The full body workout serves to train all the major muscles in the body; your chest, your back, your arms, hamstrings and abdominals. The full body training program can engage many of these muscles groups in one movement. This kind of exercise is called a compound movement. Compound movements demand a lot of energy and burn lots of calories which is a great benefit for you to lose body fat and build muscle. But the downside is that this kind of exercise can really exhaust your muscles and requires a more extended rest period between gym visits.

A full body workout can help you gain muscle.
It is a joy to workout everyday and enjoy the benefits. Photo Source: Unsplash

What Are The Benefits Of A Full Body Workout?

If you have become accustomed to spending hours in the gym to be able to maintain your physique but are finding it harder to find the time, then read on as full body workouts could be perfect for you.

  1. Full body workouts are flexible and very easy to create and recreate from month to month.

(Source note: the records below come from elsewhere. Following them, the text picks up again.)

Issue #2264, opened 2022-09-12
Png output in HTML-capable environments


jkrumbiegel:
I'm wondering if it would make sense to output png with an `<img>` wrapper tag instead of as raw image data when the environment can display HTML. The problem is that if I set `px_per_unit = 2` to have a crisp output from CairoMakie, the image can become very large but still kind of blurry in something like Pluto or Quarto. I'm using a retina screen Macbook, so what happens is that one image pixel is displayed with four screen pixels by default. I guess in order to override this, one would have to pass half the image size as `<img width=...` etc, hence the idea to output HTML when png is activated. Not sure how the scale factor should be determined, though. Maybe one would just divide by `px_per_unit`.

jkrumbiegel:
This seems to do it if called directly, question is if we should use this if `CairoMakie.activate!(type = "png")` was used. I think so, because then the image is the same size no matter the `px_per_unit` value.

```julia
function Base.show(io::IO, ::MIME"text/html", f::Figure)
    w, h = widths(f.scene.px_area[]) ./ 0.75
    iob = IOBuffer()
    Base.show(iob, MIME"image/png"(), f)
    b64 = Base64.base64encode(String(take!(iob)))
    print(io, "<img width=$w height=$h src=\"data:image/png;base64, $(b64)\"/>")
end
```

ffreyer:
https://github.com/MakieOrg/Makie.jl/blob/904e7f6370101fed2fad2580d980b2686ec705f4/src/display.jl#L488-L496

Looks like this got added

PR #2333, opened 2022-10-13
Default to `px_per_unit=2` in CairoMakie

ericphanson:
# Description

1 is way too blurry in my opinion. I generally use `px_per_unit=8` but the file sizes get a bit large, so I figured 2 was less controversial.

## Type of change

## Checklist

### DIFF
--- a/CairoMakie/src/CairoMakie.jl
+++ b/CairoMakie/src/CairoMakie.jl
@@ -31,7 +31,7 @@ include("primitives.jl")
 include("overrides.jl")
 
 function __init__()
-    activate!()
+    activate!(; px_per_unit=2)
 end
 
 include("precompiles.jl")


ffreyer:
You can also set a resolution directly in `Figure`. With `px_per_unit = 2` the final image would be twice the size you set, which seems like a weird default to me. It would also make the size different between backends

ericphanson:
Ah ok, maybe this approach is not right then. Perhaps the default resolution should be higher instead? I'm not really sure, I just know "blurry plots [when viewed on high-resolution screens] by default" doesn't seem ideal.

Moelf:
What background? CairoMakie can produce svg which shouldn't be blur?

ericphanson:
it can; CairoMakie produces PNGs by default, which I think is fine; high density SVGs can be a big perf cliff for IDEs, saving to disk etc (every single point gets serialized so if you have a massive scatter plot, you have a massive file). So I think PNGs by default is a reasonable choice. PNGs are also supported by more software, so it makes it more portable/usable.

One can do `CairoMakie.activate!(; px_per_unit=8)` (or whatever value they want) to change it globally, or set the resolution in the `Figure`, or set the scaling at `save` time, or use SVGs. So there's definitely *options* to improve things. 

So my gripe here is just about the default settings.

Moelf:
svg is best for publication, and I think having massive amount of scattered points is, rare? why not use 2d histogram...

ericphanson:
sure, which is why folks should use SVG for publications? That doesn't mean it should be the default.

A massive amount of points is somewhat rare, and a scatter plot of them is not optimal. The problem is that if you do plot a scatter w a massive number of points (e.g. due to a typo or not realizing) it can crash or hang your julia session, browser, or ide, depending on what goes wrong. That's a bad enough thing that it shouldn't be the default, IMO. Also, apparently it had other quirks, discussed in the PR which changed the default to PNG: https://github.com/JuliaPlots/CairoMakie.jl/pull/147.

jkrumbiegel:
I also always increase the px_per_unit when I use CairoMakie, so I'm in principle open to a higher value there. The problem is that you cannot set pixel density metadata on an image in a way that would be respected by IDEs / webapps like Pluto.

When you display a plot with the `image/png` mime type, the png image data is written out as a blob and pasted in some `` tag in the output cell / plot pane. But, and that's the reason for the default setting of 1, if the Figure had resolution 800x600 and px_per_unit is 2, then the output image will take 1600x1200 css pixels of space (if it's available). So on retina displays it will still be blurry, as it still uses 4 native pixels per image pixel / css pixel.

At some point the viewer space will run out and the image will not get larger anymore, only at that point do you get pixel density improvement or less effective blurriness on your screen. But this only works if you don't have enough space, which may or may not be the case.

So my preferred solution for the future, which isn't perfectly implemented yet, is to use the html mime type for output. Then we can write `` so the image will always have the correct base size, just using a higher pixel density.

jkrumbiegel:
Compare with https://github.com/MakieOrg/Makie.jl/issues/2264

Moelf:
do the viewer in e.g. VS Code respect this:
https://www.w3.org/TR/2003/REC-PNG-20031110/#11pHYs

?

jkrumbiegel:
No, basically nothing respects density metadata, aside from maybe Photoshop and similar tools.

Moelf:
since we (Julia) writes the viewer panel, can we not support it?

jkrumbiegel:
it's not a scalable solution if it only works in vscode :)

Moelf:
fine, blurry then.

jkrumbiegel:
With the html thing I'm proposing it wouldn't be blurry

This gives you greater variety and also ensures your muscles remain active, which avoids training plateaus.
  2. A full body workout has a lower time commitment when compared to your standard bodybuilding exercises. This is a massive bonus as it can be hard to find time for working out for hours every day when you have so many other things going on as well. Full body workouts can be practiced for around 3 days a week and for a shorter session length if structured well.

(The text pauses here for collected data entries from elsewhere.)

PR #2334, opened 2022-10-13
move poly to MakieCore

jw3126:
https://github.com/JuliaGeo/GeoInterface.jl/pull/71#discussion_r994977229


jw3126:
Bump! Is there some arguments against this? Would be really helpful for us to have lightweight access to poly.

SimonDanisch:
Yes, thank you, I think this is a good idea, although it's not really clear on where to draw the line... But lets just merge this for now, if it helps your use case! :)

jw3126:
@SimonDanisch thanks for merging! What are the downsides of declaring more polytypes in MakieCore?

jkrumbiegel:
it's just that makiecore is supposed to be lightweight, and the more we add the less it is that

SimonDanisch:
Also we really want to start having a "real" solution, where you can just address any plot/recipe without taking on the dependency ;)

jw3126:
> Also we really want to start having a "real" solution, where you can just address any plot/recipe without taking on the dependency ;)

Sounds awesome!

jw3126:
> it's just that makiecore is supposed to be lightweight, and the more we add the less it is that

But do `@recipe` calls make the package more heavy weight? I am not talking about moving any implementations to MakieCore. Just adding more `"some docs" @recipe(...)` to MakieCore.

SimonDanisch:
I don't really think it matters in this case, and won't for a couple more, as long as we don't need further package dependencies. It'll just a bit random, which recipes make it into the exclusive MakieCore club ;)

jw3126:
Can we have a MakieCore release? Should I bump the version?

  3. If you tend to need a while to recover from your workouts, then you will love this one as full body workouts lessen recovery time. If you are dedicated to being a bodybuilder, then this is a significant plus as one of the main reasons muscles tend not to improve is because they have not had time to recover. If you work out every day, this can be an issue even if you are not focused on the same muscle
  4. If you enjoy other exercises outside of weight lifting or need to improve your flexibility by adding in some cardio, full body workouts will allow you the time to do other things. This could be sports or activities that you enjoy, although you should be aware that the body does need some downtime between the workouts so if adding another exercise into your schedule make sure you are giving yourself the appropriate time to recover. The full recovery of your muscle is key to the success of your muscle building.
  5. Your central nervous system gets time to take a break in between workouts. I know this one sounds weird but did you know that each time that you do something, even as basic as a squat, your central nervous system is activated. After continued workouts, it gets tired and starts to feel fatigued all the time, which has a knock on effect for your weight training.

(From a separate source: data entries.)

Issue #1683, opened 2022-02-18
REPL can be extremely slow after plotting with GLMakie


rafaqz:
Its hard to make an MWE for this, as it doesn't happen the first few times, or completely predictably after that.

But after displaying a large, detailed 1000*1000 heatmap in GLMakie.jl, showing another object in the REPL can take 20s. It doesn't seem to happen (or as much) with a lower resolution heatmap.

I could profile this with ProfileView.jl, producing this output from a function that plot and array with makie then displays the array in the repl:
![2022-02-18-152554_1920x1080_scrot](https://user-images.githubusercontent.com/2534009/154703519-9fdc587d-de4f-4b14-993c-c66822279f46.png)

Nearly all of the time is in glfw3.jl, SwapBuffers line 696. The GLMakie.jl window was mostly sitting idle during this time, displaying the heatmap.

rafaqz:
The weird thing is that this is happening _after_ the plot has rendered. Are there constant updates happening even with no changes? 

I'm wondering if it has anything to do with my opengl terminal (alacritty). It doesn't seem to affect the vscode REPL.

SimonDanisch:
I see...Maybe the renderloop doesn't quit correctly.
Can you try:
```julia
screen = display(figure)
...
GLMakie.destroy!(screen)
```

rafaqz:
What's slow is displaying the array after showing the heatmap:

```julia
using Makie, GLMakie
A = rand(1000, 1200)
Makie.heatmap(A)
display(A)
```
But this takes essentially no CPU time at all. Its either all GPU or some task waiting problem. For me it takes about 30 seconds to display the heatmap in the repl with the GLMakie window open, and shows all in glfw3.jl in ProfileView.

My suspicion is that each number string being streamed to the opengl terminal are during `show` is triggering a refresh of some sort in GLFW, although I'm not sure if that makes sense.

rafaqz:
Running that code with 4000 * 2000 matrix pretty much kills my laptop.

SimonDanisch:
What platform is this? What terminal?

SimonDanisch:
And does the MWE reproduce consistently for you?

SimonDanisch:
For me `display(A)` is instant

rafaqz:
The heatmap renders nearly instantly, so I don't think this is #1427. 

[...]

Issue #1427, opened 2021-11-03
GLMakie 100% gpu utilization to display a 2000x2000 image


MariusDrulea:
Displaying a 2000x2000 image with GLMakie leads to 100% GPU utilization, almost blocking the GPU. I am curious why is this happening, 'cause a GPU can render a lot more and for a lot less utilization.  I have Nvidia Quadro M2000M.

```
x = Observable(rand(2000, 2000))
fig2, ax2, plotobj2 = plot(x)
```

![image](https://user-images.githubusercontent.com/27725572/140184719-19566b7b-ba1d-46b3-9909-5b5c10b909b7.png)

SimonDanisch:
Ah, I think this is a bug I recently discovered and haven't fixed yet... I think this currently creates a mesh for each pixel 😅

MariusDrulea:
A small update:
```
xl = rand(2000 * 2000) # big 1D array (so no image)
plot(xl)
```
This too leads to a GPU usage of nearly 100%.

SimonDanisch:
I haven't gotten around to fixing the performance but yet, so it still creates a mesh for every pixel...

SimonDanisch:
It's a bit hairy to bring back the optiomization to heatmap, where everything is just rendered as one big quad.
The easiest work around for now should be to use `image(...)` which should behave in most cases pretty similar to heatmap.

MariusDrulea:
@SimonDanisch : `image(rand(2000, 2000))` only eats 8% of the GPU, awesome. It's just that `image` does not support NaN for transparency https://github.com/JuliaPlots/Makie.jl/issues/1230, but I guess this is easy to fix right? Or is there any other way to mask out some values when displaying the image? https://discourse.julialang.org/t/glmakie-masking-values-when-plotting-images/66508/7
`image` (with transparency)  and `plot` would be sufficient for my purposes, as I plot only small data. 

However, `heatmap` and `plot` are very un-optimal and shall still be fixed in my opinion.

jariji:
I'm not sure if this issue is only for heatmaps but I'm also having an issue with scatterplots. WGLMakie 0.4.7 is giving 100% CPU and 8% GPU usage on a few 1000-point scatters in Chrome.

SimonDanisch:
Can you post an MWE?

jariji:
```jl
using StaticArrays, WGLMakie, AlgebraOfGraphics

[...]

Issue #1412, opened 2021-10-28
Plotting 2000x2000 image is slow. A large amount of allocations is created.


MariusDrulea:
I have started to use GLMakie more intensively and noticed it is slow for the images I use. Bellow you can find a sample code.
heatmap, plot, image all takes about 0.15 seconds per call, and I have about 10 images to show, so this leads to 1.5 seconds, quite a lot. You can notice the amount of allocations per call: `1.00 M allocations: 50.724 MiB`. Looks like each value of the 2000x2000 image is copied and allocated into something else. This can be done in a more optimal way, a single allocation for all the values at once. I am currently debugging the issue, any hint is welcome.

```
julia> using GLMakie

julia> x = rand(2000, 2000)

julia> @time heatmap(x)
 57.865795 seconds (111.09 M allocations: 6.655 GiB, 2.91% gc time)

julia> @time heatmap(x)
  0.168210 seconds (1.01 M allocations: 50.836 MiB)

julia> @time heatmap(x)
  0.225403 seconds (1.01 M allocations: 50.836 MiB)

julia> @time plot(x)
  0.349197 seconds (1.29 M allocations: 67.006 MiB, 54.55% compilation time)

julia> @time plot(x)
  0.170603 seconds (1.00 M allocations: 50.724 MiB)

julia> @time plot(x)
  0.180033 seconds (1.00 M allocations: 50.724 MiB)

julia> @time plot(x)
  0.192559 seconds (1.00 M allocations: 50.724 MiB)

julia> @time image(x)
  1.026312 seconds (2.70 M allocations: 153.704 MiB, 3.97% gc time, 81.16% compilation time)

julia> @time image(x)
  0.152998 seconds (1.02 M allocations: 51.078 MiB)

julia> @time image(x)
  0.159101 seconds (1.02 M allocations: 51.078 MiB)
```

SimonDanisch:
>When I display a single 2000x2000 image in the REPL, the GPU stays close to 100% most of the time. To me this looks like an over-use of GPU. Too high update frequency?

You could actually try using your own renderloop:

Create a function like this one https://github.com/JuliaPlots/Makie.jl/blob/master/GLMakie/src/rendering.jl#L17=,
change the render criteria from time based to whenever you update the image and then replace the renderloop with:
```julia
GLMakie.set_window_config!(renderloop=your_renderloop)
```

SimonDanisch:
[...]

Issue #678, opened 2020-08-04
Excessive GPU usage in MacOS


dcabecinhas:
Opening any Makie window (even an empty scene) results in a "GPU utilization" of ~40%, an "Energy Impact" above 200 (numbers from Activity Monitor.app), and makes the laptop fan run at maximum speed.

Julia 1.5.0
Makie 0.11.1
MacOS 10.15.6
MacBook Pro (Retina, 13-inch, Late 2013) [Intel integrated graphics card]

SimonDanisch:
What GLMakie version?

SimonDanisch:
If you're not 0.1.9, try updating to that and run the timing again ;)

dcabecinhas:
It is happening with GLMakie 0.1.9. I'm pasting the relevant package versions.
Let me know if you need more info or have any suggestion regarding pinpointing the issue.

```
(@v1.5) pkg> st
Status `~/.julia/environments/v1.5/Project.toml`
  [537997a7] AbstractPlotting v0.12.6
  [f7f18e0c] GLFW v3.2.2
  [e9467ef8] GLMakie v0.1.9
  [ee78f7c6] Makie v0.11.1
```

dcabecinhas:
The issue seems to have been introduced in Makie 0.1.5.

With Makie 0.1.4 I can zoom and pan a plot and have only low single digit %s for both CPU and GPU.

With Makie 0.1.5 I get constant high % GPU and low % CPU when idling but ~100% CPU when zooming or panning a plot.

@SimonDanisch 

Manifest with no issues:
```
(tmp) pkg> st
Status `~/tmp/Project.toml`
  [537997a7] AbstractPlotting v0.10.11
  [e9467ef8] GLMakie v0.1.4 ⚲

(tmp) pkg> st -m
Status `~/tmp/Manifest.toml`
  [85c772de] AbstractNumbers v0.2.1
  [537997a7] AbstractPlotting v0.10.11
  [79e6a3ab] Adapt v2.0.2
  [6e34b625] Bzip2_jll v1.0.6+3
  [fa961155] CEnum v0.4.1
  [a2cac450] ColorBrewer v0.4.0
  [35d6a980] ColorSchemes v3.9.0
  [3da002f7] ColorTypes v0.10.8
  [c3611d14] ColorVectorSpace v0.8.5
  [5ae59095] Colors v0.12.3
  [e66e0078] CompilerSupportLibraries_jll v0.3.3+0
[...]

PR #2336, opened 2022-10-14
Render on demand

ffreyer:
# Description

This is an attempt at making a "render on demand" mode for GLMakie. The idea is have all renderobject input observables update a flag `requires_update` which is checked in the renderloop. Rendering only takes place if this flag is true for at least one (visible) renderobject. 

The basic idea already works, but it's currently not catching all updates. ~~For example changes to a mesh aren't tracked.~~ I guess the main task will be to find all of those.

## Type of change

## Checklist


SimonDanisch:
Cool, that might just work without too much effort :) Let me know if you have any questions, I could try to take a look as well...

ffreyer:
Texture, TextureBuffer, GLBuffer and VertexArray now track when they are updated and forward that to RenderObject. That's all the GPUArray subtypes other than GPUVector, which seems unused. I think with that the pr is basically done already.

I also went through every plot primitive to check if each uniform is triggering updates. I skipped the ones which I believe to be constant, irrelevant or inaccessible. 

<details>
  <summary>List of ignored attributes</summary>

## General
- doc_string (irrelevant)
- objectid (constant?)
- intensity (generally works if color is set to a float array first)
- shading (irrelevant, requires shader recompilation)

## scatter

- image (only works if passed as "image")
- gl_primitive

## Lines, Linesegments
- pattern (linestyle, doesn't work but I think that's indepedent of the pr)
- pattern_length
- gl_primitive

## mesh

- interpolate_in_fragment_shader (constant?)

## surface

- scale (constant?)
- color (constant?)
- vertices (constant)
- faces (constant)

## text

- intensity (not accessable?)
- shape (constant)
- scale_primitive (irrelevant?)
- color_norm (irrelevant w/o intesity)
- image (irrelevant)
- billboard 
- color_map (irrelevant w/o intensity)
- gl_primitive (constant)

## heatmap/image

- stroke_color (doesn't work anyway?)

## volume

- absorption (constant?)
- prerender (constant?)
- postrender (constant?)

## meshscatter

- image (broken in general)
- vertex_color (is this usable?)
- interpolate_in_fragment_shader (constant?)
</details>

ffreyer:
Should help with #678 (on any OS), maybe also #267 and #1683. Should also help with idle gpu utilization in #1427, but I don't think it'll help with #1412. 

Whether this fixes any of those issues is kind of subjective I guess. This pr should make raw rendering a little bit slower through the update tracking, but cuts down idle gpu usage to 0. So in an interactive or animated situation things shouldn't be any better, but otherwise they should be a lot better.

For example `arrows(rand(Point3f, 1_000_000), rand(Point3f, 1_000_000))` maxes out my GPU while interacting, but has 0% GPU utilization once I stop.

ffreyer:
I did a bit of benchmarking with
```julia
scene = Scene()
for _ in 1:100
    scatter!(scene, rand(10), marker = Rect)
end
display(scene, render_on_demand = false)

function update!(scene)
    for p in scene.plots
        p.ssao[] = !p.ssao[]
        p.overdraw[] = !p.overdraw[]
        p.color[] = :red
        p.markersize[] = 10f0
        p.marker[] = Rect
    end
end

@benchmark update!($scene)
```
That looks to be 3-8% slower with this pr. (Min , mean, median time going from (1.38, 1.96, 1.94) ms -> (1.43, 2.07, 2.03) ms)

ffreyer:
I added some code to disable update tracking when the other render loops are used. (Those can't be changed dynamically, right?)

I also noticed that I wasn't disabling `render_on_demand` correctly in my benchmark, but it doesn't change much. My timing were a bit worse across the board but the pr was still 5-10% slower. With the latest commit it's now on par with `fps_renderloop`.

GLMakie/src/GLAbstraction/GLTypes.jl
```diff
@@ -345,6 +365,11 @@ function RenderObject(
 
     switch_context!(context)
 
+    # This is a lazy workaround for disabling updates of `requires_update` when
+    # not rendering on demand. A cleaner implementation should probably go 
+    # through @gen_defaults! and adjust constructors instead.
+    track_updates = to_value(pop!(data, :track_updates, true))
```
SimonDanisch, line 371: `@gen_defaults` is pretty much deprecated (without a new implementation yet, but I think it's pretty clear that it's pretty redundant), so I guess that's fair ;)

ffreyer: The way it works atm is that GPUArrays always attach the update trackers when they get created. When the renderobject is created it either removes the tracking (i.e. observer functions) or connects the remaining uniforms based on what would usually be interpreted as a uniform. Seems quite hacky to me :shrug: 

A clean implementation wouldn't connect (and maybe also not define) the tracking observables in GPUArrays. I think with how things are organized atm `@gen_defaults` would need to be adjusted to forward that information. But I don't really want to mess with that macro. I'd probably just break it

SimonDanisch: I meant, `@gen_defaults` needs to be refactored / removed going forward, so whenever we do that, we can clean up the implementation of `track_updates` ;)

SimonDanisch: In other words: please don't waste a second on `@gen_defaults` ;)

ffreyer: Ok I think the pr is ready then

GLMakie/src/GLAbstraction/AbstractGPUArray.jl
```diff
@@ -193,8 +193,10 @@ max_dim(t)       = error("max_dim not implemented for: $(typeof(t)). This happen
 
 function (::Type{T})(x::Observable; kw...) where T <: GPUArray
     gpu_mem = T(x[]; kw...)
-    on(x-> update!(gpu_mem, x), x)
-    gpu_mem
+    # TODO merge these and handle update tracking during contruction
```
SimonDanisch, line 196: Why do we have this todo, and not just:
```julia
  on(data) do new_data
      update!(gpu_mem, new_data)
      gpu_mem.requires_update[] = true
  end
```
(I already have this locally, will push some changes like this later)

GLMakie/src/GLAbstraction/GLTypes.jl
```diff
@@ -289,11 +297,14 @@ mutable struct RenderObject{Pre}
     prerenderfunction::Pre
     postrenderfunction
     id::UInt32
+    requires_update::Bool
```
SimonDanisch, line 300: I think we should consistently use the same type for `requires_update`, and I don't think we need an observable, so maybe use `Base.RefValue` consistently instead?

SimonDanisch: Ah, I  see, some do need to be an observable..So maybe use Observable consitently?

GLMakie/src/GLAbstraction/GLTypes.jl
```diff
@@ -303,12 +314,46 @@ mutable struct RenderObject{Pre}
...
+                    end
+                elseif uniform isa GPUArray
+                    on(uniform.requires_update) do _
+                        robj.requires_update = true
+                    end
+                end
+            end
+            on(_ -> robj.requires_update = true, vertexarray.requires_update)
+        else
+            # remove tracking from GPUArrays
```
SimonDanisch, line 339: not sure why that's needed, could you elaborate the comment?

GLMakie/src/screen.jl
```diff
@@ -663,10 +667,45 @@ function fps_renderloop(screen::Screen)
     end
 end
 
+
+function requires_update(screen::Screen)
+    for (_, _, robj) in screen.renderlist
+        visible = Bool(to_value(get(robj.uniforms, :visible, true)))
```
SimonDanisch, line 673: I think we may want to use this PR to change the visible field into a well typed, mandatory field for RenderObject.

GLMakie/src/GLAbstraction/AbstractGPUArray.jl
ffreyer: I separated them so the update tracking could be removed again when using fps_renderloop

GLMakie/src/GLAbstraction/GLTypes.jl
SimonDanisch: Hm, it feels cleaner to me, to just let the GPUArrays track their updates, which should be very cheap, but then not connect them further if we don't track updates...

GLMakie/src/GLAbstraction/GLTypes.jl
ffreyer: For `GPUArray`we either need an observable to forward to the information to the renderobject or we need to search through a bunch of stuff every potential frame. Or we need to make their updates aware of the renderobject but that might be a lot of work?

Otherwise I went with Bool since the structs are already mutable. I think that's a bit faster than a Refvalue in a mutable struct too...

GLMakie/src/screen.jl
ffreyer: Sounds good.

GLMakie/src/GLAbstraction/GLTypes.jl
ffreyer: I think I actually removed all the tracking in one go so I'm not sure how much the GPUArrays contribute. The test case I used also didn't trigger updates there, but in simple observables since that should have a higher ratio of tracking cost / total update cost and I wanted to know how bad it can get. 

I was planning to test having GPUArray updates wait for frames in the future, which would probably require something like `requires_update` too. So maybe this will end up as always on/tracking later anyway...

ffreyer:
```julia
using BenchmarkTools, GLMakie

scene = Scene()
for _ in 1:100
    heatmap!(scene, rand(16, 16))
end
display(GLMakie.Screen(render_on_demand = false), scene)

function update!(scene)
    for p in scene.plots
        notify(p[3])
    end
end

@benchmark update!($scene)
```

### With cleanup

```
BenchmarkTools.Trial: 9326 samples with 1 evaluation.
 Range (min … max):  381.502 μs …  32.987 ms  ┊ GC (min … max): 0.00% … 98.11%
 Time  (median):     502.491 μs               ┊ GC (median):    0.00%
 Time  (mean ± σ):   532.654 μs ± 812.194 μs  ┊ GC (mean ± σ):  3.84% ±  2.49%

      ▁           ▃▄▇█▄▃▁▁▁▂▁▁                                   
  ▁▁▅▄█▅▄▄▄▃▄▄▄▄▄▆█████████████▇▇▇▆▇▆▆▅▅▅▅▅▄▄▄▃▃▃▃▃▃▂▂▂▂▂▂▁▂▁▁▁ ▄
  382 μs           Histogram: frequency by time          694 μs <

 Memory estimate: 121.88 KiB, allocs estimate: 900.
```

### Without cleanup (the else branch commented out)

```
BenchmarkTools.Trial: 4238 samples with 1 evaluation.
 Range (min … max):  803.314 μs …  34.882 ms  ┊ GC (min … max): 0.00% … 96.12%
 Time  (median):       1.153 ms               ┊ GC (median):    0.00%
 Time  (mean ± σ):     1.174 ms ± 745.947 μs  ┊ GC (mean ± σ):  1.33% ±  2.08%

          ▂▃▅▅▅█▃▃▃▄▃▃▃▃▄▄▄▃▃▄▃▃▇▃▅▇▄▃▄▄▃▃▁▂                     
  ▁▄▄▆▄▅▅▃███████████████████████████████████▆▇▆▅▅▄▄▃▄▄▃▂▂▃▃▂▂▂ ▅
  803 μs           Histogram: frequency by time          1.6 ms <

 Memory estimate: 128.12 KiB, allocs estimate: 1300.
```

### Without cleanup & single observer function

```
BenchmarkTools.Trial: 4747 samples with 1 evaluation.
 Range (min … max):  757.975 μs …  31.849 ms  ┊ GC (min … max): 0.00% … 96.00%
 Time  (median):       1.006 ms               ┊ GC (median):    0.00%
 Time  (mean ± σ):     1.048 ms ± 783.416 μs  ┊ GC (mean ± σ):  1.84% ±  2.42%

          ▃▄▇▅▅█▅▅▅▂▃ ▃▁▁▁▁ ▁▁▂▁▂▁▁  ▁                           
  ▅▃▆▅▄▆▅▆████████████████████████████████▆▆▆▄▄▅▆▄▄▄▃▃▃▃▂▂▂▂▁▂▂ ▅
  758 μs           Histogram: frequency by time         1.43 ms <

 Memory estimate: 128.12 KiB, allocs estimate: 1300.
```

That's much more than I thought it would be...

GLMakie/src/screen.jl
ffreyer: Not sure if I did what you had in mind but I moved it to a field.

I also had the logic for re-rendering with visible wrong. I tried to set it up in a way that invisible renderobjects can't trigger updates, but the way I did it caused `p.visible[] = false` to not trigger a re-render. I fixed that by moving the check to the renderobject updater functions.

ffreyer:
I reran the benchmarks I posted before and now things are more equal. Maybe the things I have running in the background affect this, not sure. To summarize:

```
Min times on master:               754, 774, 759µs
Min times on pr w/ fps_renderloop: 743, 740, 745µs
Min times on pr w/ on_demand:      848, 844, 852µs
```

So in a workflow with lots of GPUArray updates, the pr is now does slightly better than master with `fps_renderloop` and ~15% worse with the on-demand renderloop. I restarted Julia once after switching branches just to be save.

SimonDanisch:
Merged in https://github.com/MakieOrg/Makie.jl/pull/2397

MariusDrulea:
> Should help with #678 (on any OS), maybe also #267 and #1683. Should also help with idle gpu utilization in #1427, but I don't think it'll help with #1412.

I did some tests and plotting a 3D volume `plot(rand(1000, 1000, 1000))` works nice now, 0% GPU utilization when the volume is not manipulated. Plotting a 2D matrix `plot(rand(2000, 2000))` however still keeps the GPU busy even there is no interaction on the image, just like mentioned above.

  6. Fed up of those early mornings at the gym? Fed up of leaving home in the cold or rain to get to the gym? Well, this one is for you. Full body workouts can be done at home because they require less equipment. In fact, you could just use dumbbells.
  7. Does your schedule keep changing and mess with your body workout? With full body workouts, it doesn’t matter if you miss a day, as each session benefits the entire body. When working out different parts of your body on different days, you are under pressure to find time to fit in your missing workout to make sure your whole body gets the benefit. Thank goodness for full body workouts, as that is now a thing of the past.
  8. Trying to get rid of some extra fat to reveal your muscles underneath? Well, the full body workout is created for fat loss. This goes well with any fat burning diet where you are may be taking in fewer calories than the standard amount as the workout doesn’t ask too much from the body. Regarding the bodybuilding diet, you may need to restructure what you eat to meet the change in demand from the reduced workouts and reaction from your muscles.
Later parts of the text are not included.